Varian Medical Systems (VAR) is slated to report fourth quarter fiscal 2010 (ending September 30) results on Thursday, October 28. The company expects earnings per share in the range of 80 cents to 83 cents for the fourth quarter and in a band of $2.90 to $2.93 for fiscal 2010. The current Zacks Consensus Estimate for the fourth quarter is 84 cents, representing an estimated year-over-year increase of 8.04%.
Third Quarter Recap
Varian posted third-quarter 2010 adjusted (excluding one-time items) earnings per share from continuing operations of 74 cents, beating the Zacks Consensus Estimate of 65 cents. Total revenue was $578 million, up 13% year over year in constant currency, ahead of the Zacks Consensus Estimate of $569 million.
Varian’s net orders came in at $629 million, up 15% in constant currency. The backlog at the end of the quarter stood at $2.1 billion, up 7% year over year.
Revenues from Varian’s Oncology Systems segment, consisting of radiotherapy, brachytherapy, and radiosurgery products, amounted to $456 million, up 6% year over year. Revenues from the company’s X-Ray Products segment, consisting of X-ray tubes and digital detectors for imaging without films, stood at $102 million, up 52% year over year. This segment benefited from rapidly growing demand for medical, industrial and security-oriented X-Ray products.
Estimate Revision Trend
Agreement: Estimate revisions for the fourth quarter and fiscal 2010 are equally biased in the upward direction. Out of a total of 11 analysts currently covering the stock, one raised his/her estimate in the past week, with two upward revisions in the past month. There were no downward revisions over the same timeframes.

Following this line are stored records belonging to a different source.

PR #234, opened 2020-01-10
fix service with custom mapped message field

dirk-thomas:
Based on this bug report: https://answers.ros.org/question/340860/ros1_bridge-fails-to-generate-service-when-custom-message-from-the-same-package-is-used/

Packaging build: [Build Status](https://ci.ros2.org/job/ci_packaging_linux/281/) (unrelated warnings: ros2/rclcpp#962)


dirk-thomas:
Synced change to `eloquent` branch.

PR #236, opened 2020-01-15
fix building test when ROS 1 diagnostic_msgs is isolated from roscpp

dirk-thomas:


dirk-thomas:
Synced the `eloquent` branch with `master`.

PR #242, opened 2020-03-04
add support for fixed size array in service calls

cyrilleberger:
Same as #175 (couldn't reopen), with example of srvs https://github.com/cyrilleberger/fixed_size_array_msgs .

Magnitude: The magnitude of estimate revision for the fourth quarter has been static over the last week and month. With regard to fiscal 2010, there was an increase of a penny over both the past 7 and 30 days. The current Zacks Consensus Estimate for fiscal 2010 is $2.94, representing an estimated 10.81% year-over-year increase.
Our Take on Varian
Varian is a leading manufacturer of radiotherapy systems for treating cancer and a supplier of X-Ray tubes for medical and industrial imaging.
The company is poised to increase its market share in the radiation oncology market. International markets are under-equipped to address the growing incidence of cancer. In line with growing demand for cancer treatment in overseas markets, Varian’s ex-U.S. sales, in Europe and particularly Asia, are growing at a faster rate than in the domestic market.
Service constitutes about one-third of Oncology segment revenues, which is recurring in nature. It is expected to further grow as the company expands its installed base in overseas markets, particularly in China and India.
However, Varian aggressively competes with well-funded competitors for a limited pool of sales volume. Moreover, hospital capital expenditure is still restrained in the U.S., affecting the company’s domestic business. The macroeconomic problems, and resultant austerity measures in Europe, may affect its faster-growing international business.
We currently have a Neutral recommendation on Varian over the long term. The stock currently retains a Zacks #2 Rank, which translates into a short-term Buy recommendation.